IV Volume
Atlas gathers geography and literature to depict the Brazilian coast
June 25, 2021 10h00 AM | Last Updated: June 28, 2021 11h05 AM
Highlights
- This is the fourth volume in the Atlas of Literary Representations of Brazilian Major Regions series, an innovative project that identifies and characterizes geographic regions based on works of national literature.
- In addition to excerpts from the novels, the Atlas features photos, satellite images and maps at different scales.
- In this volume, Costa Brasileira (Brazilian Coast), territories from Rio Grande do Sul to Belém and the mouth of the Amazon River are covered, passing through Santos, Rio de Janeiro, Salvador and Olinda, Recife and the Mills' coast, among others.
- The atlas includes great authors such as Jorge Amado, João Ubaldo Ribeiro, Dalcídio Jurandir, Ana Miranda, José Lins do Rego, José Cândido de Carvalho, Assis Brasil, Maria Firmina and Lima Barreto, with special mention to Machado de Assis, in the month of his 182nd birthday.
From Rio Grande de São Pedro, in Rio Grande do Sul, up to Belém and the mouth of the Amazon River, the path along the Brazilian coast can be traveled in great company. Brazilian writers such as Jorge Amado, João Ubaldo Ribeiro, Ana Miranda, José Lins do Rego and José Cândido de Carvalho lend us their works to gather geography and literature together in the fourth volume of the series Atlas of Literary Representations of the Brazilian Major Regions, named Brazilian Coast, released today (June 25) by the IBGE.
The book is a continuation of the collection that began with Brasil Meridional (Southern Brazil - 2006) and Sertões Brasileiros I and II (- Brazilian Arid Areas I and II - 2009 and 2016) and which will also have a fifth volume, Amazônia (Amazon), which is yet to be released. In addition to the excerpts from novels, there are photos, satellite images and maps at different scales that portray the landscapes of the Brazilian regions that set the scene of great works of national literature.

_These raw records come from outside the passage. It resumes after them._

PR #76, opened 2015-05-22
optimizations to save disk space

tdhock:
I ran into some problems while implementing an animint with 206 selection variables http://bl.ocks.org/tdhock/raw/36dc08ace6bd39f8693e/ source: https://github.com/tdhock/animint-examples/blob/master/examples/PSJ.R

I used a for loop to define a bunch of layers with small data sets, each with a different `aes_string` mapping. This results in a lot of wasted disk space: 1180 geoms split into 1767 files for a total of 8.3M on my ext4 filesystem.

Just looking at the tsv files there are many which are under 1KB each, for a rather reasonable total of about 1MB:
```
~/R/animint-examples/examples $ du --block-size=1 -cs --apparent-size PSJ-for/*.tsv|tail
480	PSJ-for/geom98_segment_coverage_chunk1.tsv
154	PSJ-for/geom99_segment_coverage_chunk1.tsv
261	PSJ-for/geom99_segment_coverage_chunk2.tsv
368	PSJ-for/geom99_segment_coverage_chunk3.tsv
475	PSJ-for/geom99_segment_coverage_chunk4.tsv
153	PSJ-for/geom9_segment_coverage_chunk1.tsv
259	PSJ-for/geom9_segment_coverage_chunk2.tsv
365	PSJ-for/geom9_segment_coverage_chunk3.tsv
471	PSJ-for/geom9_segment_coverage_chunk4.tsv
961044	total
```

but actually if you count the filesystem meta-data the data files take up a lot more space:
```
~/R/animint-examples/examples $ du --block-size=1 -cs PSJ-for/*.tsv|tail
4096	PSJ-for/geom98_segment_coverage_chunk1.tsv
4096	PSJ-for/geom99_segment_coverage_chunk1.tsv
4096	PSJ-for/geom99_segment_coverage_chunk2.tsv
4096	PSJ-for/geom99_segment_coverage_chunk3.tsv
4096	PSJ-for/geom99_segment_coverage_chunk4.tsv
4096	PSJ-for/geom9_segment_coverage_chunk1.tsv
4096	PSJ-for/geom9_segment_coverage_chunk2.tsv
4096	PSJ-for/geom9_segment_coverage_chunk3.tsv
4096	PSJ-for/geom9_segment_coverage_chunk4.tsv
7471104	total
```
So the data files take up almost 8MB of disk space, meaning 7MB just of meta-data.

I propose that by default the compiler should not split any geoms into multiple chunks of less than 4KB. In the example above, geom9 was split into 4 chunks but it should not be split (just 1 chunk).

I have already implemented a test using the breakpoints data.


tdhock:
another optimization that I may not have time to implement right away is to reduce the number of geoms from 1180 (using for loops) to only 15 (using .variable and .value aesthetics), which will probably result in a significant decrease from 1767 tsv files.

tdhock:
On the travis build machine the meta-data takes up 4KB as well. https://travis-ci.org/tdhock/animint/builds/63717045#L1469

tests/testthat/test-chunks.R
```diff
@@ -40,3 +40,74 @@ test_that("produce informative errors for bad chunk_vars", {
...
+for(f in test.paths){
+  unlink(f)
+  cat("foo", file=f)
+}
+du.bytes <- bytes.used(test.paths)
+apparent.bytes <- bytes.used(test.paths, "--apparent-size")
+byte.df <- data.frame(du.bytes, apparent.bytes,
+                      file.size=file.size(test.paths),
+                      test.paths)
+print(byte.df)
```
cpsievert: @tdhock could you add a check for `du` (possibly via `Sys.which("du")`) and exit gracefully if it isn't found?

cpsievert:
Looking good @tdhock!

> I propose that by default the compiler should not split any geoms into multiple chunks of less than 4KB. 

Is there anything special about that 4KB number? Maybe the filesystem attaches that much meta-data to *any* tsv file? Any idea if that is a common thing for other file systems to do?

tests/testthat/test-chunks.R
tdhock: OK, I added a `tryCatch` since `system()` stops with an error when du is not found.

tdhock:
I don't know if it is common to have 4KB of meta-data, but I guess it should be filesystem-dependent.

Yes the filesystem attaches 4KB of meta-data to any tsv file (and in fact any file).

But even if 4KB is a heuristic, it certainly is useful. I just re-compiled the data viz with 206 selectors and observed the following results:

| version      | geoms | tsv files |      du | du --apparent-size |
|--------------+-------+-----------+---------+--------------------|
| [[http://bl.ocks.org/tdhock/raw/c505b96ec93e1006044f/][no 4KB limit]] |   670 |      1760 | 7471104 |             961044 |
| [[http://bl.ocks.org/tdhock/raw/cfe03989e8d68f444206/][4KB limit]]    |   670 |       670 | 3166208 |            1011090 |

tdhock:
There is a bug in the renderer for http://bl.ocks.org/tdhock/raw/cfe03989e8d68f444206/ -- we should not download all the data at first. In particular the modelSelection plot should show and download nothing until the user clicks on one of the problems.

tdhock:
@caijun please look at this re-design of the FluView data viz http://bl.ocks.org/tdhock/raw/1df80a2f58da037de923/ source: https://github.com/tdhock/AnimintTest/blob/master/test.easy.R Basically I just replaced the `geom_polygon` with a `geom_point`.

The points do not change position with different values of showSelected, so it would be nice if the compiler changes that we discussed today could also apply to this case. In particular, even though this geom_point does not have the "group" aesthetic, we could create one inside the compiler, so that we divide the data into two pieces:

1. a data.frame with columns x, y, group, showSelected, clickSelects (the information which does not change between showSelected subsets).

2. a data.frame with columns group, fill (the information which does change between showSelected subsets).

caijun:
I looked at your `geom_point` version of the FluView viz. Though it is still a bit slow, it is much faster than the `geom_polygon` version as the file size of each stateMap chunk is much reduced. In your version of `geom_point`, As one weekend corresponds to one state map and one point corresponds to one state, I expect that there are only `48` rows of fill field for each stateMap chunk, while there are actually `48*48=2304` rows in stateMap chunk. I don't know the reason for such a structure of stateMap chunk.

See the simpler example http://bl.ocks.org/caijun/raw/e3c72a9692bd744c5058/, from which I removed the third plot for easier testing.

I added [test-save-separate-chunks.R](https://github.com/tdhock/animint/blob/big-chunks/tests/testthat/test-save-separate-chunks.R) to `big-chunks` branch. In the future, we will work on this test example.

tdhock:
I think there is a bug in your new viz with only 2 plots http://bl.ocks.org/caijun/raw/e3c72a9692bd744c5058/

The `<circle>` elements are always the same color, and there are too many of them (there should be only 48 at any given time).

tdhock:
For the test I guess you should check how many chunk tsv files are produced by animint2dir.

Also I think it would be good to test both the `geom_point` version and the `geom_polygon` version.

tdhock:
also about the slowness I made a static (pure HTML+SVG, no JavaScript) version of the FluView viz http://bl.ocks.org/tdhock/raw/86d25657f8d54246841d/ source: https://gist.github.com/tdhock/86d25657f8d54246841d

the fact that it still has slow scrolling (in firefox on my computer) tells me that there is nothing we can do to our animint.js renderer code to speed up the rendering. Plotting >10,000 SVG elements causes an inherent slowdown to the web browser.

caijun:
You're right. I made a mistake in the two plots version of FluView. I have fixed it and updated the test example. Now the rows for each chunk tsv and the number of chunks are within my expectation for both `geom_point` and `geom_polygon` versions: `347` chunk TSVs as there are `347` weeks, and `48` rows for `geom_point` version as there are `48` states, `15527` rows for `geom_polygon` version as there are `15527` coordinates for plotting the borders of `48` states.

caijun:
As for your static version of the FluView viz, it doesn't respond for scrolling clicks on either my chrome or my safari browser. The viz almost get my firefox  stuck.

The uploaded test of either `geom_point` or `geom_polygon` version of FluView viz has no slowness of scrolling clicks on the top plot. Once you click for showing selected map, it only takes some time to load the chunk TSV for displaying, which gives a feeling of slowness for the viz . This is why I think the file size of chunk TSV is the key to optimization.

tdhock:
it is normal that the static version does not respond to mouse clicks, since I deleted all of the JS code. That implies that at least on firefox, our animint.js code is not responsible for the slowness.

tests/testthat/test-save-separate-chunks.R
```diff
@@ -0,0 +1,72 @@
+context("save chunks")
+
+library(cdcfluview)
+# retrieve state-level data from the CDC's FluView Portal
+state_flu <- get_state_data(2008:2014)
+# data clean
```
tdhock: Rather than downloading the data during each run of this test, please just download it once and store it as a list called `FluView` that contains all the data that you need for this data viz. Then do `save(FluView, file="animint/data/FluView.RData")` and in this test do

```r
data(FluView)
```

R/animint.R
```diff
@@ -557,34 +557,78 @@ saveLayer <- function(l, d, meta){
...
+        ## be downloaded at first if it is not needed.
+        not.one <- subset(selector.df, 1 < chunks.for)
+        if(nrow(not.one) == 0){
+          NULL
         }else{
-          nest.cols <- subset.vec
-          chunk.cols <- NULL
+          rownames(not.one)[[which.max(not.one$min.bytes)]]
         }
       }
```
tdhock: by default the compiler now checks for showSelected variables that would create only 1 tsv file after splitting, and definitely includes them in chunk_order.

This fixes the bug with downloading too many chunks when the viz is first rendered.

tests/testthat/test-variable-value.R
```diff
@@ -0,0 +1,178 @@
...
+##animint2dir(viz.for, "problem-peaks-for")
+
+test_that("some chunks are not downloaded", {
+  info <- animint2HTML(viz.for)
+  node.set <-
+    getNodeSet(info$html, '//td[@class="downloaded"]')
+  value.vec <- sapply(node.set, xmlValue)
+  expect_true("0" %in% value.vec)
+  expect_match(value.vec,  "[01]")
+})
```
tdhock: this test makes sure that some chunks are not downloaded at first (0) and that those which are downloaded only have 1 chunk.

tdhock:
the big data viz now loads a lot faster, since it only downloads the tsv chunks necessary for the first display http://bl.ocks.org/tdhock/raw/b77c1a7e4d6aee40bf6c/

R/animint.R
```diff
@@ -649,12 +694,26 @@ saveLayer <- function(l, d, meta){
...
+          chunk.shape <- file.path(meta$out.dir, csv.name)
+          if(!file.exists(chunk.shape)){
+            x1 <- x[c("x", "y", "group")]
+            write.table(x1, chunk.shape, quote = FALSE, row.names = FALSE, 
+                        sep = "\t")
+          }
+          # info for each group
+          x2 <- x[, !names(x) %in% c("x", "y")]
+          x <- x2[!duplicated(x2), ]
+          }
```
tdhock: Can you please use more informative variable names than `x1`, `x2`?

For example, `chunk.specific` instead of `x2` and `same.in.all.chunks` for `x1`.

Also, do you think it is necessary to check that the geom is a line/path/polygon/ribbon? I think this is OK for a first attempt, but eventually we should use a more relevant test: does this geom have any repeated data? (maybe not necessarily just x,y columns)

caijun: I think the redundancy mostly occurs when drawing spatial objects (excluding point). For non-spatial objects, it may occur the join relation of n:1 for constant fields and updating fields. If I split variable `x` based on whether repeated data present, how do I deal with the case that the updating field indeed has duplicated values, for example in my `geom_polygon` example, some states are of the same fill colors.

Besides, I am not clear that what should I test if write a test for this function? Could you give a hint?

tdhock: for example in the WorldBank data viz we have a geom_point with repetitive data columns that are the same for each country in each chunk tsv file: color, clickSelects. However the x and y columns are different in each tsv file.

tdhock: About the case that the updating field indeed has duplicated values, there should be some way to detect that x,y columns are the same across each showSelected subset, and that fill is different.

tdhock: I think a good test would be for presence of x y columns in geomXX_shape.tsv, and absence of x y columns in each of the geomXX_chunkXYZ.tsv files.

tdhock: finally I think it would significantly simpler to save the shape.tsv file outside of the saveChunks function -- do you think it would be possible to move this code inside saveLayer, just before calling saveChunks? Something like

```r
differences.between.chunks <- saveDataSameInAllChunks(g.data, chunk.cols)
g$chunks <- saveChunks(differences.between.chunks, chunk.cols, meta)
```

caijun: Firstly I would like to save the extra shape.tsv outside of `saveChunks` and directly utilize `saveChunks`, but I found the filename of chunks could be only be modified in the inside of `saveChunks`. To modify the code as less as possible, I just put them inside `sideChunks`. To put shape.tsv outside of `saveChunks` can avoid to creat `meta$geom`. Moving the code inside saveLayer is possible.

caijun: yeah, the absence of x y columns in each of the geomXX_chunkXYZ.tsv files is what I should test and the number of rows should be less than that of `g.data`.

Costa brasileira (Brazilian Coast) comprises the regions settled by the entrance of Europeans in lands that became Portuguese Colonies, whose occupation was determined by the strategic interests of the Crown, as land protection and wealth exploitation.

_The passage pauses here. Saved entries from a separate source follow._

PR #78, opened 2015-05-25
Panel backgrounds

kferris10:
This is a start at coloring background panels.  

In `animint.R`, I [added some code](https://github.com/kferris10/animint/blob/panel_backgrounds/R/animint.R#L64) to extract the `ggplot2:::plot_theme(plot)$panel.background` for each of the panels.

In `animint.js`, to draw the backgrounds I would like to do something [like this](https://github.com/kferris10/animint/blob/panel_backgrounds/inst/htmljs/animint.js#L513)

    svg.append("rect")
          .attr("x", plotdim.xstart)
          .attr("y", plotdim.ystart)
          .attr("width", graph_width)
          .attr("height", graph_height)
         .attr("fill", p_info.panel_background.fill);

However, the result is something like this (I'm trying to give a light blue background to the sepal plot and a light grey background to the petal plot).  There's a problem because it is drawing the rectangles after drawing the points.  

image

If I put that line of code before [this part](https://github.com/kferris10/animint/blob/panel_backgrounds/inst/htmljs/animint.js#L288) then the backgrounds will be drawn before the points.  So I could calculate the locations and sizes of the background rectangles and draw them before this part of the code, but that seems somewhat redundant.  These plot sizes are all calculated in [the for loop](https://github.com/kferris10/animint/blob/panel_backgrounds/inst/htmljs/animint.js#L312) in `add_plot()`.  

Hope all this makes sense.  I'm a bit confused here so I thought I'd check with you guys before continuing on my own.  Thanks!

### DIFF
--- a/R/animint.R
+++ b/R/animint.R
@@ -77,9 +77,9 @@ parsePlot <- function(meta){
       temp_background$linetype <- "solid"
     } else {
       # make sure linetype is correctly specified
-      stopifnot(temp_background$linetype %in% 
-                  c("blank", "solid", "dashed", "dotted", 
-                    "dotdash", "longdash", "twodash"))
+      stopifnot(
+        temp_background$linetype %in% c("blank", "solid", "dashed", "dotted", "dotdash", "longdash", "twodash") | 
+          is.numeric(temp_background$linetype))
     }
   }
   # saving background info
--- a/R/animint.R
+++ b/R/animint.R
@@ -59,6 +59,31 @@ parsePlot <- function(meta){
   ## grid 0-1 scale). This allows transformations to be used
   ## out of the box, with no additional d3 coding.
   theme.pars <- ggplot2:::plot_theme(meta$plot)
+  
+  ## extract pnale backgrounds from theme.pars
+  temp_background <- theme.pars$panel.background
+  # convert fill to RGB if necessary
+  if(!(is.rgb(temp_background$fill))) { 
+    temp_background$fill <- toRGB(temp_background$fill)
+  }
+  # if border color is specified
+  if(!is.na(temp_background$colour)) {
+    # convert color to RGB if necessary
+    if(!(is.rgb(temp_background$colour))) { 
+      temp_background$colour <- toRGB(temp_background$colour)
+    }
+    # check if the user specified linetype for the border
+    if(is.null(temp_background$linetype)) {
+      temp_background$linetype <- "solid"
+    } else {
+      # make sure linetype is correctly specified
+      stopifnot(temp_background$linetype %in% 
+                  c("blank", "solid", "dashed", "dotted", 
+                    "dotdash", "longdash", "twodash"))
+    }
+  }
+  # saving background info
+  plot.meta$panel_background <- temp_background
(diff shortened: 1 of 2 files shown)


R/animint.R
```diff
@@ -59,6 +59,31 @@ parsePlot <- function(meta){
...
+      temp_background$colour <- toRGB(temp_background$colour)
+    }
+    # check if the user specified linetype for the border
+    if(is.null(temp_background$linetype)) {
+      temp_background$linetype <- "solid"
+    } else {
+      # make sure linetype is correctly specified
+      stopifnot(temp_background$linetype %in% 
+                  c("blank", "solid", "dashed", "dotted", 
+                    "dotdash", "longdash", "twodash"))
```
tdhock: why wouldn't integer linetypes be acceptable? they are acceptable in the animint.js renderer, https://github.com/tdhock/animint/blob/master/inst/htmljs/animint.js#L11

inst/htmljs/animint.js
```diff
@@ -510,6 +510,14 @@ var animint = function (to_select, json_file) {
 
     Plots[p_name].scales = scales;
 
+    // draw background
+    svg.append("rect")
+      .attr("x", plotdim.xstart)
+      .attr("y", plotdim.ystart)
+      .attr("width", graph_width)
+      .attr("height", graph_height)
+      .attr("fill", p_info.panel_background.fill);
```
tdhock: you should use `.style` rather than `.attr` to set "fill" "stroke" "stroke-dasharray" and "stroke-width", as in the definition of geoms that make a `<rect>` https://github.com/tdhock/animint/blob/master/inst/htmljs/animint.js#L1093-L1096

tdhock:
this looks like a good start.

to make sure the background rect appears behind the geoms, put it in the `<svg>` element, but before the grouping `<g>` elements (in which the geoms are drawn, https://github.com/kferris10/animint/blob/panel_backgrounds/inst/htmljs/animint.js#L736).

To accomplish that I suggest you use `insert` https://github.com/mbostock/d3/wiki/Selections#insert rather than `append`

kferris10:
[Updated example](http://bl.ocks.org/kferris10/raw/f4e5526c39eec1766a86/)

I think this might take care of most of the problems that you mentioned.  I had to change [`linetypesize2dasharry`](https://github.com/kferris10/animint/blob/panel_backgrounds/inst/htmljs/animint.js#L11)

cpsievert:
Awesome! How hard do you think it'd be to implement `panel.grid.major` and `panel.grid.minor` as well?

kferris10:
I don't think that it should be that hard.  I was going to ask, should this be part of the same PR or should it be a separate one?

cpsievert:
I don't have a strong preference either way, but if you think it won't be too bad, might as well try it out in this pull request (also, please try to write some tests for this new functionality)

cpsievert:
Also, in the future, it'd be great if you could send pull requests from the tdhock remote rather than your fork of tdhock

kferris10:
Moved to #84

“This volume is quite important, because it addresses specifically the beginning of the land occupation process and how it behaved along time. There are cities which were occupied since the very beginning of the colonial period”, says geographer Maria Lúcia Vilarinhos, who is in charge of the project. “Our coastline is long and characterized by the presence of some of our major metropolises”. The result, according to her, is a significant literary expression, either of authors and of readers and critics.

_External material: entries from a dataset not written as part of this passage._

Issue #66, opened 2015-05-14
Error running tests_init()


kferris10:
I'm trying to familiarize myself with the testing workflow for animint.  @cpsievert has pointed me to [the testing wiki](https://github.com/tdhock/animint/wiki/Testing) to get started, but I have been unable to run `tests_init()` without an error.

    > library(animint)
    > tests_init()
    
    Starting phantomjs binary. To shut it down, run: 
    pJS$stop()
    Error: 	 Summary: NoSuchElement
     	 Detail: An element could not be located on the page using the given search parameters.
     	 class: org.openqa.selenium.NoSuchElementException

It also spits out some warning messages which Carson said not to worry about.  If I try using Firefox, I get a different error:

    > tests_init("firefox")
    Undefined error in RCurl call.

    Starting selenium binary. To shut it down, run: 
    remDr$closeWindow() 
    remDr$closeServer()
    Undefined error in RCurl call.
    Error in queryRD(paste0(serverURL, "/session"), "POST", qdata = toJSON(serverOpts)) : 

Here's my session info, let me know what else I can do to help!

    > sessionInfo()
    R version 3.1.3 (2015-03-09)
    Platform: x86_64-w64-mingw32/x64 (64-bit)
    Running under: Windows 8 x64 (build 9200)

    locale:
    [1] LC_COLLATE=English_United States.1252  LC_CTYPE=English_United States.1252   
    [3] LC_MONETARY=English_United States.1252 LC_NUMERIC=C                          
    [5] LC_TIME=English_United States.1252    

    attached base packages:
    [1] stats     graphics  grDevices utils     datasets  methods   base     

    other attached packages:
    [1] animint_2015.05.11 proto_0.3-10       ggplot2_1.0.0.99  
    
    loaded via a namespace (and not attached):
     [1] bitops_1.0-6     caTools_1.17.1   colorspace_1.2-4 digest_0.6.8    
     [5] grid_3.1.3       gtable_0.1.2     MASS_7.3-39      munsell_0.4.2   
     [9] plyr_1.8.1       Rcpp_0.11.5      RCurl_1.95-4.5   reshape2_1.4.1  
    [13] RJSONIO_1.3-0    RSelenium_1.3.5  scales_0.2.4     stringr_0.6.2   
    [17] tools_3.1.3      XML_3.98-1.1

cpsievert:
First, lets make sure minimal examples with **RSelenium** work:

* phantomjs:

```r
[...]

PR #79, opened 2015-05-25
Fix ":262 in error" when running tests_init()

caijun:
As reported in tdhock/animint#66, this branch fixes the `:262 in error` when running `tests_init()` after `tests_init("firefox)`. My idea is to get process ids by port number used in animint. `tests_init()` should run in the environment that no processes occupy the port number. Also, this makes the code more succinct comparing by using `pid.txt`.

The branch works well in creating and exiting remote server of selenium on my Mac OS X 10.10.3, even though the following error and warning occur.

```
Error in startServer(host, port, app) : Failed to create server
Calls: <Anonymous> -> <Anonymous> -> startServer
Execution halted
```
This error is likely to result from `httpuv::startServer()`, which I haven't trace back.
```
Warning message:
running command 'lsof -i :4444 -t' had status 1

A place of arrivals and departures, the Coast also witnessed one of the most striking processes in the formation of Brazilian society – the coming of African populations who were violently torn from their territories of origin to be enslaved here. Slavery and its impacts on Brazilian social formation, as well as the presence of groups of original inhabitants of what is today Brazil, are also present in the plot of several national novels.
“It is important to say that the book is not comprehensive in terms of covering the entire length of the Brazilian coast, because it would be impossible. Nor is it comprehensive in relation to the novels, because it would be impossible as well to include all the literary production about certain regions”, explains Ms. Vilarinhos. “We have a very rich volume, with writers and national works that are very important for understanding the occupation of the territory”.
Ms. Vilarinhos highlights the role of Machado de Assis – “our greatest author”, founder of the Brazilian Academy of Letters, born on June 21, 1839. “Machado is a brilliant author because he portrays the society in which he lives at that time, but also allows us to understand Brazilian society to this day”, she claims. It is not by chance that the month in which he would celebrate his 182nd birthday was chosen for the launch of Costa Brasileira. The tribute is a way of recognizing literature as a “luxury, invaluable instrument”, to understand our society and our territory.